I'm a philosopher, and have taught classes about this. If you're curious, the philosopher Schopenhauer has the most famous, and best thought-out theory of exactly how and why music can move us, and what it means that it does. But that theory depends on buying into his elaborate metaphysics of the will.

I was in NYC during the 9/11 disaster, when the Berlin Philharmonic was scheduled to perform. They rarely travel, and have visited NY only a few times in a century. They'd planned a challenging program of mostly contemporary compositions. When the Twin Towers came down, they changed the program: to Beethoven's Ninth. "Alle Menschen werden Brüder...." It brought everyone in the audience to tears. (There are at least two books about the political use of Beethoven's Ninth, by the way.)

Perhaps the larger question raised here is what "emotions" are, what they signify. To deny that music can be expressive is a little like denying that feelings or meaning are real. Which is not an impossible position. In R. Crumb's great Zap Comix, Flaky Foont frequently asks Mr. Natural "What's it all mean?" Mr. Natural always answers in the same way: "It don't mean shee-it!" 
Great question. Taking a different approach from Schopenhauer, the older idea of the music of the spheres is suggestive, especially when brought into the conversation that some musicologists are having about universal music. Does our music, and even the musical sounds animals make (whale song, for instance), echo something else, something that transcends the physical world? Do our notes and expressions serve as a kind of call-and-response to something? This gets into metaphysical concerns, but it does lead to considerations of why human cultures have so many different forms of music that yet have so many commonalities.

How about happy-sad music? That's how one student once described the clarinet in the Adagio of Mozart's Clarinet Concert. "Autumnal" etc., but with an underlying joyfulness.
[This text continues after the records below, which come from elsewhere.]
PR #177, opened 2020-11-06
Use / as last resort for non-existant URIs.

pontus:


jhagberg (changes requested):
This does not work just get me a blank page

pontus:
Odd, but this seems to work for me now at least.

jhagberg:
Running this is one step forward but still does not work. It now generates the root page on all subdirectory access. 
 For example "http://localhost:8080/genebank/Gotlandskanin" rewrites to /

jhagberg:
grejt this seams to work!

jhagberg (commented):
Looks like it works now

jhagberg (approved):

That's weird, and beautiful.  
The "music of the spheres" was probably meant as a mathematical idea, having to do with the ratios of planetary orbits. Plato thought that such massive objects moving rapidly through space must make a sound--but that sound would have been determined by "rational" intervals best (or most abstractly) described by mathematical relations. Even before Plato, Pythagoras noticed the mathematical relationships between octaves, etc. Much of our musical terminology (e.g., harmonic mean; chord progression; time signatures expressed in fractions; even pitch, measured in cycles per second) derive from the language of mathematics. In this context, Leibniz remarked that music was "an unconscious exercise in arithmetic in which the mind does not realize it is counting."
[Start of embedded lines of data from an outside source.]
PR #179, opened 2020-11-06
Add basic validation to contact form

### LINKED ISSUE #163: Email field in Herd has no validation
Email field in Herd edit has no validation.

We need basic convenience validation in the frontend - mostly to help the user avoid typos like missing "@".
This only applies to the frontend, and is for the users convenience. 

Examples of solutions could be a regexp or using a validation package.
All valid email addresses don't need to pass the validation.

norling:
Add some basic validation to contact form.

This PR probably needs extra awesome review since I was really tired writing it.

Closes #163


frontend/src/field_with_permission.tsx
```diff
@@ -24,15 +24,46 @@ const useStyles = makeStyles({
...
+ * @param value
+ */
+function validateType(fieldType: LimitedInputType, value: string | null): boolean {
+  if (!value) {
+    return true
+  }
+  switch (fieldType) {
+    case 'email':
+      // Validation with RFC5322
+      return !!value.match(/(?:[a-z0-9!#$%&'*+/=?^_`{|}~-]+(?:\.[a-z0-9!#$%&'*+/=?^_`{|}~-]+)*|"(?:[\x01-\x08\x0b\x0c\x0e-\x1f\x21\x23-\x5b\x5d-\x7f]|\\[\x01-\x09\x0b\x0c\x0e-\x7f])*")@(?:(?:[a-z0-9](?:[a-z0-9-]*[a-z0-9])?\.)+[a-z0-9](?:[a-z0-9-]*[a-z0-9])?|\[(?:(?:25[0-5]|2[0-4][0-9]|[01]?[0-9][0-9]?)\.){3}(?:25[0-5]|2[0-4][0-9]|[01]?[0-9][0-9]?|[a-z0-9-]*[a-z0-9]:(?:[\x01-\x08\x0b\x0c\x0e-\x1f\x21-\x5a\x53-\x7f]|\\[\x01-\x09\x0b\x0c\x0e-\x7f])+)\])/);
```
danr: Why not use a dependency here? Perhaps https://www.npmjs.com/package/isemail

frontend/src/field_with_permission.tsx
```diff
@@ -24,15 +24,46 @@ const useStyles = makeStyles({
...
+    case 'url':
+      // validation from urlregex.com
+      return !!value.match(/((([A-Za-z]{3,9}:(?:\/\/)?)(?:[\-;:&=\+\$,\w]+@)?[A-Za-z0-9\.\-]+|(?:www\.|[\-;:&=\+\$,\w]+@)[A-Za-z0-9\.\-]+)((?:\/[\+~%\/\.\w\-_]*)?\??(?:[\-\+=&;%@\.\w_]*)#?(?:[\.\!\/\\\w]*))?)/)
```
danr, line 31: Should be a library for this too

frontend/src/field_with_permission.tsx
```diff
@@ -24,15 +24,46 @@ const useStyles = makeStyles({
...
+      // very general match - basically allow anything that starts with
+      // `+<num>(0)` or `0`, followed by any combination of numbers, whitespace
+      // and dashes.
+      return !!value.match(/^(\+?[0-9]{1,3}\(0\)|0)[\s0-9\-]+$/)
+  }
+  return true
+}
+
+
+export type LimitedInputType = 'text' | 'tel' | 'url' | 'email';
```
danr, line 42: `tel` seems Swedish. Perhaps `tel` -> `phone_number` ?

frontend/src/field_with_permission.tsx
```diff
@@ -24,15 +24,46 @@ const useStyles = makeStyles({
...
+    case 'url':
+      // validation from urlregex.com
+      return !!value.match(/((([A-Za-z]{3,9}:(?:\/\/)?)(?:[\-;:&=\+\$,\w]+@)?[A-Za-z0-9\.\-]+|(?:www\.|[\-;:&=\+\$,\w]+@)[A-Za-z0-9\.\-]+)((?:\/[\+~%\/\.\w\-_]*)?\??(?:[\-\+=&;%@\.\w_]*)#?(?:[\.\!\/\\\w]*))?)/)
+    case 'tel':
+      // very general match - basically allow anything that starts with
+      // `+<num>(0)` or `0`, followed by any combination of numbers, whitespace
+      // and dashes.
+      return !!value.match(/^(\+?[0-9]{1,3}\(0\)|0)[\s0-9\-]+$/)
+  }
+  return true
```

But one must be careful in supposing musical aesthetics to be "universal." Japanese music, Indonesian gamelan music--and, for that matter, ancient Greek music, so far as we've been able to reconstruct it--don't rely on the key relationships we take for granted in western music. The perception of "beauty" in music, and also mood, is a highly culturally specific thing, and depends on musical conventions that are not universal.